Desjardins et Antidote au secours de la langue française au travail

2012/05/03 | Par Isabelle Doré

Au moment où, de l’avis de tous les observateurs québécois, la pratique de la langue française au travail n’enregistre que revers et reculs, quand elle ne stagne pas depuis des années, une annonce faite par le président du Conseil d’administration de la Caisse de la Culture Desjardins, lors de l’assemblée générale du 16 avril dernier, fait état d’une embellie inespérée.

Jacques L’Heureux avait de bonnes raisons d’être fier du rôle qu’a joué sa caisse dans une entente audacieuse intervenue récemment entre deux fleurons québécois : le Mouvement Desjardins et Druide informatique, créateur d’Antidote, l’un des plus grands logiciels d’aide à la rédaction au monde.

On se souviendra qu’en novembre 2011, les lecteurs de La Presse Affaires apprenaient, sous la plume de Francis Vailles, que l’anglais se faisait de plus en plus présent à la Banque Nationale en devenant la principale langue de travail de l’institution, surtout depuis l’arrivée de John Cieslak comme patron du secteur des technologies de l’information.

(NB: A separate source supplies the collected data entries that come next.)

PR #1069, opened 2026-07-22
MWPW-201011: Geo Promo Variations - Follow up

Andrei4226:
Resolves https://jira.corp.adobe.com/browse/MWPW-201011

Bug fixes — geo-scoped promo variations:
- Fixed `probePromoVariationsForFragment` to probe all variation indices instead of stopping at the first missing one, previously, deleting one variation could make higher-indexed sibling variations "disappear" from Studio's promo-variation list, even though they still existed in AEM.
- Fixed `getNextAvailablePromoVariationIndex` to fill index gaps left by individual deletions, instead of always assuming the next index is existingCount + 1.
- Fixed `createPromoVariation` to force-refresh the promotions store before reading attached fragment paths, so geo-collision checks don't silently no-op when the store hasn't loaded yet.
- Fixed the tie-break logic in `resolveDefaultFragmentForPromoVariation` to correctly prefer the non-suffixed candidate path over a coincidentally-named suffixed fragment.
- Removed `deleteAttachedPromoVariations` and tests.

Code quality (review follow-ups):
- Extracted a shared `geoMatchScore` helper, used by both the personalization (pzn) and promo-variation geo matching logic in `customize.js`, removing duplicated scoring formulas.
- Documented (via comments) the unavoidable duplication of `MAX_PROMO_VARIATIONS_PER_FRAGMENT` between the Studio and io/www runtimes (separate deployables, no shared import path).
- Deduplicated the "`search + select-all + indeterminate checkbox`" list UI logic shared by `mas-promo-variation-geos.js` and `mas-translation-languages.js` into a new shared module (`studio/src/common/utils/selectable-list.js`), with its own dedicated unit tests.
- Fixed a coding-convention issue: `displayPromoVariationGeos()` method converted to a getter (`promoVariationGeosTemplate`), matching the sibling `promoVariationGeoTagsTemplate` getter pattern.

Test hygiene:
- Fixed a broken test (missing `loadPromotions` mock on the repository stub).
- Renamed misleading test titles that still referenced the already-removed "`View promo variation`" UI link.

- `probePromoVariationsForFragment` used to check for existing promo variations by probing up to 50 individual paths one by one (`getByPath` for card, card-2, card-3, ...). Now it does a single folder search (`aem.sites.cf.fragments.search({ path: promoFolder })`) on the promo folder, then matches results locally via a regex derived from the fragment's own leaf name to extract each variation's index — with a guard so a sibling fragment's own name (e.g. card-2 as a separate attached card) never gets misattributed as another card's suffixed variation.

- Also fixed: `getNextAvailablePromoVariationIndex` now skips already-used indices instead of assuming they're contiguous (handles gaps from deleted variations), and `collectAttachedPromoVariations` batches multiple fragments sharing the same promo folder into one search call instead of one per fragment.

Test-side: all AEM mocks that used to stub `getByPath` for probing were converted to stub search as an async generator keyed by folder path — duplicated across 6+ test files, so extracted into a shared `makeSearchStub` helper in the existing `test/helpers/aem-tag-fetch.js`.

About the idea to combine `promotion-model.js` and `promotion-repository.js`:
- Different purpose: `promotion-model.js` = pure functions, no state; `promotions-repository.js` = Store-aware orchestration.
- Different consumers: the former is used by 14 files across the whole studio codebase (many unrelated to promotions); the latter only by 7, strictly within the promotions feature.
- Coupling risk: `aem/fragment.js` (a base file, used everywhere) would become dependent on Store plus the entire promotions feature, despite having nothing to do with it — any code using Fragment would risk breaking because of an unrelated feature.

Test:

Created a promo project: https://mwpw-201011--mas--adobecom.aem.live/studio.html#page=promotions-editor&path=sandbox&promotionId=99cdf5cd-326b-48ec-b4a6-d43af7730314
For these 3 geos: fr_BE, fr_CA and fr_CH 
Created 3 promo variation in this order: fr_BE, fr_CA and fr_CH for this fragment:
https://mas.adobe.com/studio.html#fragmentId=e01d7cbd-c70c-486f-b5a7-5a7272380f88&page=fragment-editor&path=sandbox
Removed the second promo variation(fr_CA).

In main, it looks like this(with issue):
image

In my branch, it looks like this (including the promo variation with the index greater than deleted promo variation):
image

Before: https://mas.adobe.com/studio.html#content-type=merch-card&page=content&path=sandbox&query=e01d7cbd-c70c-486f-b5a7-5a7272380f88

After: 
https://mwpw-201011--mas--adobecom.aem.live/studio.html#content-type=merch-card&page=content&path=sandbox&query=e01d7cbd-c70c-486f-b5a7-5a7272380f88

## 🧪 Nala E2E Tests

### To run Nala tests again:

- Remove the `run nala` label

## Test URLs:

- After: https://mwpw-201011--mas--adobecom.aem.live/


studio/src/common/utils/selectable-list.js
```diff
@@ -0,0 +1,59 @@
...
+ * (e.g. mas-promo-variation-geos, mas-translation-languages).
+ */
+
+/**
+ * Adds the search-box wiring shared by list-selector components (search query state,
+ * input handler, substring filter). Host component still owns its own `searchQuery`
+ * reactive property declaration and initial value.
+ * @param {typeof import('lit').LitElement} Base
+ */
+export const SearchableListMixin = (Base) =>
```
mirafedas: Do we need a mixin? It looks to me we could have just plain utility functions, and pass this.searchQuery as a param to filterBySearchQuery. I think it will decrease complexity (debugging mixins is harder than plain functions)

studio/src/promotions/promotion-variations.js
```diff
@@ -27,24 +29,28 @@ function readPznTags(fragment) {
...
+    const candidates = [];
     for (let index = 1; index <= MAX_PROMO_VARIATIONS_PER_FRAGMENT; index += 1) {
         const suffixIndex = index === 1 ? undefined : index;
         const targetPath = buildPromoVariationPathForTag(defaultPath, promoTagId, suffixIndex);
         if (!targetPath) break;
-        const variation = await getFragmentByPathOrNull(aem.sites.cf.fragments, targetPath);
-        if (!variation?.id) break;
+        candidates.push({ path: targetPath, index });
+    }
+    const variations = await Promise.all(candidates.map(({ path }) => getFragmentByPathOrNull(aem.sites.cf.fragments, path)));
```
mirafedas: Here we will be sending up to 50 parallel requests for every variation - can we consider sending one request to get all fragments in the folder, and then filter out variations? Or some other optimization

mirafedas (changes requested):
Good job 👍

studio/src/common/utils/selectable-list.js
Andrei4226: Done, replaced `SearchableListMixin` with plain functions (`filterBySearchQuery, handleSearchInput`) in `selectable-list.js`. Components call them directly, no shared base class.

studio/src/promotions/promotion-variations.js
Andrei4226: Done, `probePromoVariationsForFragment` now does a single folder search (`aem.sites.cf.fragments.search`) instead of probing each index individually, then matches results locally by leaf name.

mirafedas (approved):

npeltier (approved):
lgtm

afmicka:
@Andrei4226 from the description i understood that you are removing the feature to delete the promo variations when the project is deleted. However, my promo variations HAVE been deleted regardless. Do i need any additional parameter in the URL to test your changes?
Screenshot 2026-08-04 at 14 15 08


We should also remove this warning that the variations are going to be deleted. 
Screenshot 2026-08-04 at 14 13 35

Pour sa chronique, le journaliste avait recueilli des témoignages de plusieurs employés : « Dans une réunion, s’il y a un seul anglophone sur cinq ou six personnes, la réunion est en anglais », disait l’un, « plusieurs employés ont dû quitter pour trouver un autre emploi en français », disait l’autre. Et tout cela dans un contexte où le premier ministre du Québec et ses ministres de l’Éducation, de la Culture, et de l’Immigration, n’ont de cesse d’affaiblir les mesures de protection de notre langue officielle en adoptant des lois et des mesures pour le moins alarmantes.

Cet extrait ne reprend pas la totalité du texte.